[Data excerpts]

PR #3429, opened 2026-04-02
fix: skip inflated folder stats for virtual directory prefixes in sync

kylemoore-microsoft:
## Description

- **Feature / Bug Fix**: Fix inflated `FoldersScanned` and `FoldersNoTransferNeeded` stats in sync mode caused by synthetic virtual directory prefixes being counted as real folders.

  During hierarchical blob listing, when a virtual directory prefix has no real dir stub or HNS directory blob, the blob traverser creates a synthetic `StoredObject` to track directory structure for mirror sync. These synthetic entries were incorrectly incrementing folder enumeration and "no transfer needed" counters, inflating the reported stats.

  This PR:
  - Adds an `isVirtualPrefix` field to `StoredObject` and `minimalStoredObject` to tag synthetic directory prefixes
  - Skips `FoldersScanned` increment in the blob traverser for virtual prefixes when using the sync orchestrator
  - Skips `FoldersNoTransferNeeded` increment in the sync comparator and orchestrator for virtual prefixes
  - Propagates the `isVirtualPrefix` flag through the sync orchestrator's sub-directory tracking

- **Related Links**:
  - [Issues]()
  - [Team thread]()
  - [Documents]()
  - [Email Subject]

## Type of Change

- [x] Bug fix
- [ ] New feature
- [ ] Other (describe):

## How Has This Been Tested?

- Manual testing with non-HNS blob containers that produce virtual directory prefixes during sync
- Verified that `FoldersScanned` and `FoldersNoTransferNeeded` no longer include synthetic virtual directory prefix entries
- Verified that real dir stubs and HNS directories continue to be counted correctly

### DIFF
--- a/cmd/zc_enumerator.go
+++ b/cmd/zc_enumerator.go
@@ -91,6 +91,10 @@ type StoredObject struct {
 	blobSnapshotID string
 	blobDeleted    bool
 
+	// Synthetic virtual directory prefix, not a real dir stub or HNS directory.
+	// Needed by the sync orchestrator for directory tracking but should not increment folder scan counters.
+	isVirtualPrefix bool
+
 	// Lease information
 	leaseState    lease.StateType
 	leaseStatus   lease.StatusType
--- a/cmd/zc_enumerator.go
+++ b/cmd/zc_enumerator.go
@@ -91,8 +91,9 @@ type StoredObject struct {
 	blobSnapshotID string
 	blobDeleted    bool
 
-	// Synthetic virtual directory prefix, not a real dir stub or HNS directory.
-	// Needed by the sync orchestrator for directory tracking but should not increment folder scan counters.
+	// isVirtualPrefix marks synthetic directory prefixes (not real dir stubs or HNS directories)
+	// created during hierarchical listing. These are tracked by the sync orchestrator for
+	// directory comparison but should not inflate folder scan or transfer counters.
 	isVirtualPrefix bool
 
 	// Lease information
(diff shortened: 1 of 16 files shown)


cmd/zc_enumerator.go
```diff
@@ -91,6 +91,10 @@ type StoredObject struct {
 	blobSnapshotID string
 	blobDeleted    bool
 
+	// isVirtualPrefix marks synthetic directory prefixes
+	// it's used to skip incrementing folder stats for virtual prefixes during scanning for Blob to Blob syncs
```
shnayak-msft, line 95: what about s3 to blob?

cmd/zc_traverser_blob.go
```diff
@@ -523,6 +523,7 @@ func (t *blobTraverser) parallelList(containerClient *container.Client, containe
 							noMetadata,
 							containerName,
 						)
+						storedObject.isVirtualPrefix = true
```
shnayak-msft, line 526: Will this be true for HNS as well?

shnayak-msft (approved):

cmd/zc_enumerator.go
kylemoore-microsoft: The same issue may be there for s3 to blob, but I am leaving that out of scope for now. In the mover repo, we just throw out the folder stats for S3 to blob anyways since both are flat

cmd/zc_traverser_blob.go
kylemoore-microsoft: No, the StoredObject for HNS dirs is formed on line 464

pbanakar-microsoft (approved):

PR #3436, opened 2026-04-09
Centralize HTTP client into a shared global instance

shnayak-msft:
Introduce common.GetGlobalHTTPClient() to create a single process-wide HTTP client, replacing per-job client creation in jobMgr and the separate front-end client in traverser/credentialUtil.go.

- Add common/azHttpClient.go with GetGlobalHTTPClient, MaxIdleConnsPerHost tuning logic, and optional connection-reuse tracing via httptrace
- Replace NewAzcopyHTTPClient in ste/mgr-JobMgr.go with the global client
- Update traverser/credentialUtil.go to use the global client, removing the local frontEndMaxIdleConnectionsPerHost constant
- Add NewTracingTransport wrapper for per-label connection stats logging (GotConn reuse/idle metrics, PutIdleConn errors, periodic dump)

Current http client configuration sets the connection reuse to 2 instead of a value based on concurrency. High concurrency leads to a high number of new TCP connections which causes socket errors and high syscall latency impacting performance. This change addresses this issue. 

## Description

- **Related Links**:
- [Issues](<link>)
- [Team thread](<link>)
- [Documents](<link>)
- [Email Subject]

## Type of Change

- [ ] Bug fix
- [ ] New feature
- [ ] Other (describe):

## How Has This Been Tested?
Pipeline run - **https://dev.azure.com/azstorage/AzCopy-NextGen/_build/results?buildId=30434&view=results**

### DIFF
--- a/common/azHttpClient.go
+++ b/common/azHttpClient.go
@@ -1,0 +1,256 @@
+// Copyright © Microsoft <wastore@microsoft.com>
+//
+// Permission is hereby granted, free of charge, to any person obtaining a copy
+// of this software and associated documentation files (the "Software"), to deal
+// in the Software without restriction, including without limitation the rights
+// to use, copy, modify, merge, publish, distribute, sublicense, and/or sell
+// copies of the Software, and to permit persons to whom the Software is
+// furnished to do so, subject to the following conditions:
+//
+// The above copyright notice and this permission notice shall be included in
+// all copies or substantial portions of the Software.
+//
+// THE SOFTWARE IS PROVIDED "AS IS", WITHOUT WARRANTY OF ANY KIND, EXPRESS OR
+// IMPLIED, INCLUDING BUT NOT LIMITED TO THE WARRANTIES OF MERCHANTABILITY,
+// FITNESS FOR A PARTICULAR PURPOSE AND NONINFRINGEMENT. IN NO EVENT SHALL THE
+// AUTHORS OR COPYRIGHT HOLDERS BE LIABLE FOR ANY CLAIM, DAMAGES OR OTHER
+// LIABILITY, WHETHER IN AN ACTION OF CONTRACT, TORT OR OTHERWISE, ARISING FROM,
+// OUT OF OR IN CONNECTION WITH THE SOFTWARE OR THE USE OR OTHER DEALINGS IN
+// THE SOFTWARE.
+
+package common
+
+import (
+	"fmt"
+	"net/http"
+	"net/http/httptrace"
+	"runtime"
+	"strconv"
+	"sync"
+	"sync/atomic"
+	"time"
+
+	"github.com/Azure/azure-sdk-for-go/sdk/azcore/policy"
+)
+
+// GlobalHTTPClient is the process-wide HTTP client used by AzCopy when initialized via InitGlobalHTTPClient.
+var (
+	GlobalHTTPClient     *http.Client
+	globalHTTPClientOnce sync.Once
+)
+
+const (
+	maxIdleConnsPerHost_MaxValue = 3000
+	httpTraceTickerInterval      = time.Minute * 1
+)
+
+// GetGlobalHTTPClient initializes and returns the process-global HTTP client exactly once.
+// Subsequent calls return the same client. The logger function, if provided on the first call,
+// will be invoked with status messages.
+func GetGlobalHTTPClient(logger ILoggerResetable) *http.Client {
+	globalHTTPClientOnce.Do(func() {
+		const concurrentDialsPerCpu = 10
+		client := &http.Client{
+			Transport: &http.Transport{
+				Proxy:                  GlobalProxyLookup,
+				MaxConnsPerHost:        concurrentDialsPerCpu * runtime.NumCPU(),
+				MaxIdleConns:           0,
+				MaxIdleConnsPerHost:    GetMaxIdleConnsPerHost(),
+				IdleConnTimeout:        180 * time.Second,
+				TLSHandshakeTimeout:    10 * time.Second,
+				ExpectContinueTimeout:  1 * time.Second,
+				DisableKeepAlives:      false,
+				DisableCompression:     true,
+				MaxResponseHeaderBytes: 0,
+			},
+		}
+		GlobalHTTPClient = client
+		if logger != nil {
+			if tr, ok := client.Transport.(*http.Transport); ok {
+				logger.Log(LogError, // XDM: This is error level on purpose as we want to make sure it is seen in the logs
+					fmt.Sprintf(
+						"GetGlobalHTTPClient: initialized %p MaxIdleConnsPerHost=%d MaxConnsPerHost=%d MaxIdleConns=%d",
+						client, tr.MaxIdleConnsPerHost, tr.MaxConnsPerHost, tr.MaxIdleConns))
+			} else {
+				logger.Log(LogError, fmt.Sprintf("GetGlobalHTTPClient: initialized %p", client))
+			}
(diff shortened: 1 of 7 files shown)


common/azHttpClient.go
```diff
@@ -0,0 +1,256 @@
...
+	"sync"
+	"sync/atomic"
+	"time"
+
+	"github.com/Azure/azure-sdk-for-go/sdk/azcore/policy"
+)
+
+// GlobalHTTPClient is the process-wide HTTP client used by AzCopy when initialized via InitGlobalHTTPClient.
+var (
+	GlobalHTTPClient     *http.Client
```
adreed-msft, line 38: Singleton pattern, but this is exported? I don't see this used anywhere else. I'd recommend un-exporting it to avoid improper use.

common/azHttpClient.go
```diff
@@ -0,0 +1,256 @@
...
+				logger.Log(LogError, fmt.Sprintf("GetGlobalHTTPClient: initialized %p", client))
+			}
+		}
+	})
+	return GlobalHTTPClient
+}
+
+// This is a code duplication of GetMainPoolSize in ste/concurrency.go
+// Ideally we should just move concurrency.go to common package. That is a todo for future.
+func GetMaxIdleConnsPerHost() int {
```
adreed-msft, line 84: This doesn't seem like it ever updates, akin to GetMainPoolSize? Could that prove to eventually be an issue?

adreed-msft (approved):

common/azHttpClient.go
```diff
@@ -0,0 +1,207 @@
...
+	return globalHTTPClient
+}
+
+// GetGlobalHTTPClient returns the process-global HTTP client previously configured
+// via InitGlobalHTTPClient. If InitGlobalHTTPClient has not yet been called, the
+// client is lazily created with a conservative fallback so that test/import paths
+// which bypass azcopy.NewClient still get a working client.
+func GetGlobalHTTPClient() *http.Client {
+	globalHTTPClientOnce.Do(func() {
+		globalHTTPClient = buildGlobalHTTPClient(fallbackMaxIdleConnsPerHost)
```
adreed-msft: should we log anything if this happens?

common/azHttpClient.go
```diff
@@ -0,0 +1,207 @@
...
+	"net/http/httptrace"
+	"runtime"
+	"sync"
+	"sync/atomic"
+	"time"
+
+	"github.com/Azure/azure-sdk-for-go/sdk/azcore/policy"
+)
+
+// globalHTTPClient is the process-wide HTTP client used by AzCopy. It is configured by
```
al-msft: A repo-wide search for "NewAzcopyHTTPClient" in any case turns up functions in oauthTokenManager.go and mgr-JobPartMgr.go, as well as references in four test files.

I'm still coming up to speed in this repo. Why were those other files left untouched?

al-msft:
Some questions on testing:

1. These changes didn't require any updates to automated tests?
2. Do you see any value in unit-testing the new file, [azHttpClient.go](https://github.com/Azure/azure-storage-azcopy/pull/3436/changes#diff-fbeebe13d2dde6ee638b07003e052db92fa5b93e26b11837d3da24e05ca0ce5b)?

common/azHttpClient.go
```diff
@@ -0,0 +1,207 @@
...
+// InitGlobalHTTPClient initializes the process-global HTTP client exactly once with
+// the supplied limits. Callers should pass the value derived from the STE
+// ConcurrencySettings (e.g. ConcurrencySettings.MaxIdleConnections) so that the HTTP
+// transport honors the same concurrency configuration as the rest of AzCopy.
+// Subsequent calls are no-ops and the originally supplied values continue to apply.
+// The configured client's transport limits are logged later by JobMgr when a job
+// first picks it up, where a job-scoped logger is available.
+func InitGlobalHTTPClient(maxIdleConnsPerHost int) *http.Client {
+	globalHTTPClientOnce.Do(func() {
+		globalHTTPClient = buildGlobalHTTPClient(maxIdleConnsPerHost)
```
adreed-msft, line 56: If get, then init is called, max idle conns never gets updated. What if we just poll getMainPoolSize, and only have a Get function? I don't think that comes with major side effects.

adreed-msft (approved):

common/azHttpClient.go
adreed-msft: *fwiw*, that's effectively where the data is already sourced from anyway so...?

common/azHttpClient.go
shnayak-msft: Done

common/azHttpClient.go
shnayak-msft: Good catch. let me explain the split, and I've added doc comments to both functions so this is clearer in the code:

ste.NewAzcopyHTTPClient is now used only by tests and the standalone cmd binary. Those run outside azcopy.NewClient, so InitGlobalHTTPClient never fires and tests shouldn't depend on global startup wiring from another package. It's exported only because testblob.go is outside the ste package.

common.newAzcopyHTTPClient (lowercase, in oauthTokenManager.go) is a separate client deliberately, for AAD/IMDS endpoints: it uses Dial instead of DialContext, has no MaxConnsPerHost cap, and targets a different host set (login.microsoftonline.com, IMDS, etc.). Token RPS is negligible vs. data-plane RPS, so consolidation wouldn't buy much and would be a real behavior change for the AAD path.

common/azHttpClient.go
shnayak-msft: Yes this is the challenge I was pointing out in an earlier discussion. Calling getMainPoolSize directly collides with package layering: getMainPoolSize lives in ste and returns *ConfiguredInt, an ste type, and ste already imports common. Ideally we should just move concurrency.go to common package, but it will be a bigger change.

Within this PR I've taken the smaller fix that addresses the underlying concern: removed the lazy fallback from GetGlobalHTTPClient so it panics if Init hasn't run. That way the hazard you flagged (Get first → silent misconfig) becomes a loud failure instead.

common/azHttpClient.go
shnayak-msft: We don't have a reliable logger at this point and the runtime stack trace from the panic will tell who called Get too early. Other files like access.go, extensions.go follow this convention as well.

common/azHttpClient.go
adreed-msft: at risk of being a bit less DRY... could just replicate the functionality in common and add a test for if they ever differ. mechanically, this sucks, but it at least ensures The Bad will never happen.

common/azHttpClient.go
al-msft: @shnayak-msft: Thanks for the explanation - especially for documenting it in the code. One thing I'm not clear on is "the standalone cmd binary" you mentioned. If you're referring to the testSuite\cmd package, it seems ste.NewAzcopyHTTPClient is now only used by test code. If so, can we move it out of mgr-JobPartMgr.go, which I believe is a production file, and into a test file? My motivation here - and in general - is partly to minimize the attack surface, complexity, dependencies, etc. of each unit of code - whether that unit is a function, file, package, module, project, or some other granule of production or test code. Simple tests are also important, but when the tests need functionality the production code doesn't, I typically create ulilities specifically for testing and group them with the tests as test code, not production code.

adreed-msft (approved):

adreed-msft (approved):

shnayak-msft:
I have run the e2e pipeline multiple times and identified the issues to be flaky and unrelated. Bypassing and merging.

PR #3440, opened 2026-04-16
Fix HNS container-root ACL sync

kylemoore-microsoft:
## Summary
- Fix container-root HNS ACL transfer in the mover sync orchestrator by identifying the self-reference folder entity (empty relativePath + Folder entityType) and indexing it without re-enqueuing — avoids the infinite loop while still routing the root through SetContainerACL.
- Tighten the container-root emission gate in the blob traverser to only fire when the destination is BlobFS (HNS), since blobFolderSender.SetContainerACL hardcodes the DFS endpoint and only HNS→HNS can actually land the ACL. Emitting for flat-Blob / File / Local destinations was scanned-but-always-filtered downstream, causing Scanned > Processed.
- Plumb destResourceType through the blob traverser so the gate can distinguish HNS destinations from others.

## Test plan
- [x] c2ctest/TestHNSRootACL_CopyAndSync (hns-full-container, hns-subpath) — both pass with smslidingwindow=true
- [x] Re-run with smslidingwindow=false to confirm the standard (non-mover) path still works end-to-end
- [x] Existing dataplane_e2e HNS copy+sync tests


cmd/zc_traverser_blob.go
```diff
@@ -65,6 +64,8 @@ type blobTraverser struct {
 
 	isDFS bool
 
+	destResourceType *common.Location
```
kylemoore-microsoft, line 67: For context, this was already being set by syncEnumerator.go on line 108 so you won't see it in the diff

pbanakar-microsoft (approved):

**Your assignment**
Give back, verbatim, the lines from the top of the entries above through the line containing "- **Feature /".

**Solution for this task**
PR #3429, opened 2026-04-02
fix: skip inflated folder stats for virtual directory prefixes in sync

kylemoore-microsoft:
## Description

- **Feature / Bug Fix**: Fix inflated `FoldersScanned` and `FoldersNoTransferNeeded` stats in sync mode caused by synthetic virtual directory prefixes being counted as real folders.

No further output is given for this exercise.